X = predict_df[in_ts_names].values
predict_df["prediction_lin_reg3"] = lin_reg.predict(X)

predict_df.plot(x="timestamp", y=[out_ts_name, "prediction_lin_reg3"], figsize=(10,10));

### Look at the fit for the training data

In [None]:
lin_reg = LinearRegression()
lin_reg.fit(train_X_adj, train_y_adj)

X = datapoints_df[in_ts_names].values
datapoints_df["prediction_lin_reg3"] = lin_reg.predict(X)
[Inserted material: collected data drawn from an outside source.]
PR #1959, opened 2025-10-09
Fix upstream Pid class deprecation warnings

christophfroehlich:
We have a bit of chaos with i clamping on jazzy

in JTC we have the i_clamp_max/min in the parameter yaml, but don't use it in the code.

I fixed the tests to be working with https://github.com/ros-controls/control_toolbox/pull/507 and silence hundred lines of deprecation warnings.

### DIFF
--- a/pid_controller/src/pid_controller.yaml
+++ b/pid_controller/src/pid_controller.yaml
@@ -85,12 +85,12 @@ pid_controller:
       }
       i_clamp_max: {
         type: double,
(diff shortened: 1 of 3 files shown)


christophfroehlich:
@ViktorCVS can you have a look please if this makes sense?

ViktorCVS:
> @ViktorCVS can you have a look please if this makes sense?

Yes, this makes sense, I support this change.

datapoints_df.plot(x="timestamp", y=[out_ts_name, "prediction_lin_reg3"], figsize=(10,10));

### Results
* The model predicts the normal period well.
* In general, parametric methods are most suited for simple problems

### Remarks:
* Linear regression is a parametric model.  
* Parametric models are simple, they are easy to understand and the results are interpretable. They are fast to train and you don't need a lot of data to train them. 
* However,  by choosing a functional form these methods are constrained to the specified form, which can result in poor fit if the assumptions are not satisfied. Parametric models are are more suited for simpler problems.
* For this use-cae a non-parametric model can result in a better fit.